Let's post in this thread all the things we love (like?) about Americans and the United States of America.

Positive things only.  Leave the USA-bashing for the other 99.9% of babble threads. Wink 

Krago

I'll go first; there is nothing in this world so breath-taking as seeing the Grand Canyon for the first time.

Jingles

An accident of geography, which should be in Mexico.

Cueball Cueball's picture

I like Americans.

Michelle

Me too. :)  Happy Independence Day!

josh

Thank you all.  Smile

nussy

They got rid of Bush and his gang. 

Stargazer

Most of my closest friendships are with Americans.

The things I like about America are:

- the beauty that is Arizona

- the way they try to fight a system far more corrupt than ours

- Bernie Sanders and Dennis Kucinich

- road trips!

- Deerfield Beach in Florida

remind remind's picture

Pfffft, what a freaking weird thread, the fourth of July for the USA is no damn different than Canada Day, and perhaps worse, but yet here we have people not mentioning a word about it, as they did for Canada Day.
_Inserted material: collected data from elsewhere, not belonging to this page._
Issue #1897, opened 2017-07-25
Dropdown: item clipped if positioned right of a Menu


hubertguillemain:
### Steps
Create a top menu bar with the last item being a dropdown and with position ="right".
Some of the downdown's items have a long content
### Expected Result
The dropdown is displayed completely and not clipped when expanded
### Actual Result
The dropdown items are clipped and not fully visible
### Version
0.71.1

### Testcase
https://codepen.io/youbi/pen/RZNWjz

levithomason:
The Dropdown currently does not support [menu direction](http://react.semantic-ui.com/modules/dropdown#dropdown-example-menu-direction).  PRs welcome.

### The Fix
We need to add a `direction` prop to the `Dropdown.Menu` which simply adds the `left` className when `direction='left'`.

We then need to also add a `direction` prop to the `Dropdown`.  The `Dropdown` would pass the direction value to the `Dropdown.Menu` when rendering it.  The CSS will then open it on the correct side.

### A Workaround
Adding an inline style to the `Dropdown.Menu` will get the results you need for now:
https://codepen.io/levithomason/pen/XaXjma
```jsx
<Dropdown.Menu style={{ left: 'auto', right: 0 }}>
```

Note that in future versions we are considering deprecating the Dropdown sub component API.  We would then have only props for defining the menu and items.  This will only happen if we can support all features via props, but I wanted to make you aware.

mprambadi:
is the ticket available can i contribute to this issue ?

levithomason:
@mprambadi I've not seen a PR for this yet.  I think you're in the clear.

[Dropdown PRs](https://github.com/Semantic-Org/Semantic-UI-React/pulls?utf8=%E2%9C%93&q=is%3Apr%20is%3Aopen%20dropdown)

PR #2174, opened 2017-10-06
feat(Dropdown): add `direction` prop

luisbd:
This PR adds left directioning support to DropdownMenu.

Closes issue #1897

### DIFF
--- a/src/modules/Dropdown/Dropdown.js
+++ b/src/modules/Dropdown/Dropdown.js
@@ -115,6 +115,9 @@ export default class Dropdown extends Component {
       ])),
     ]),
 
+    /** A dropdown can be positioned to the left */
+    direction: PropTypes.oneOf(['left']),
+
     /** A disabled dropdown menu or item does not allow user interaction. */
     disabled: PropTypes.bool,
 
@@ -1249,6 +1252,7 @@ export default class Dropdown extends Component {
       className,
       compact,
       disabled,
+      direction,
       error,
       fluid,
       floating,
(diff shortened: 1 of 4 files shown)


src/modules/Dropdown/Dropdown.js
```diff
@@ -115,6 +115,9 @@ export default class Dropdown extends Component {
       ])),
     ]),
 
+    /** A dropdown can be positioned to the left */
+    directionLeft: PropTypes.bool,
```
layershifter: Please rename the prop to `direction` that will accept `left` as value.

src/modules/Dropdown/Dropdown.js
```diff
@@ -1298,6 +1302,7 @@ export default class Dropdown extends Component {
       useKeyOnly(simple, 'simple'),
       useKeyOnly(scrolling, 'scrolling'),
       useKeyOnly(upward, 'upward'),
+      useKeyOnly(directionLeft, 'left'),
```
layershifter: Please sort it in alphabetical order, i.e.:

```js
useKeyOrValueAndKey(direction, 'direction'),
useKeyOrValueAndKey(pointing, 'pointing'),
```

layershifter (changes requested):
@luisbd Thanks for PR :+1: I've left some comments about naming

levithomason:
This branch has a conflict that needs resolved.  Also, let's update docs with the new prop as well, there's `DropdownExampleMenuDirection` and `DropdownExampleMenuDirectionLeft`.  Not sure if we can do both, but let's see.

krjw:
What is the status here?

levithomason:
See https://github.com/Semantic-Org/Semantic-UI-React/issues/720, please refrain from status update requests.  It makes it difficult to keep up with notifications and responses to bugs/feature requests.

The best way to check on the status is to check the docs, issues, and PRs.  We have no work or status available outside of this.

Boom Boom Boom Boom's picture

I very reluctantly wished my many friends south of the border a happy Independence Day, and I say "reluctantly" because Amerika continues to piss me off. Yell 

Michelle

No one's stopping you from starting a thread, remind.  :)

Unionist

The American Revolution. It inspired the French Revolution and other democratic revolutions around the world.

 

Maysie Maysie's picture

remind wrote:

Pfffft, what a freaking weird thread, the fourth of July for the USA is no damn different than Canada Day, and perhaps worse, but yet here we have people not mentioning a word about it, as they did for Canada Day.
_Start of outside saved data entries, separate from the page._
PR #2180, opened 2017-10-09
fix(typings): fix definition for Accordion.Accordion

swASO:
Hey,
is my first PR, so if i forgot something... sorry :)! 

this commit fix the failure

remind, I agree. I was sad to see this thread on TAT but I will respect the OP. Except for this post. 

Everything good I would say about the US would be about the geography. Which isn't really about the US since the geography would be there no matter who is living/squatting on the land.

Oh, I like Cheez Whiz. They invented that didn't they? Spreadable cheeze chemicals, right? Mmmm.

Undecided

Sven Sven's picture

Stargazer wrote:

- road trips!

There is something romantic and liberating about road trips, no?!  Not knowing where you're going to sleep at night or who you'll meet along the way.  I got a call recently from one of my nieces...she called me from Colorado while on a solo road trip.  She had no idea where she was going, how long she'd be gone, what she would do, or who or what she would see.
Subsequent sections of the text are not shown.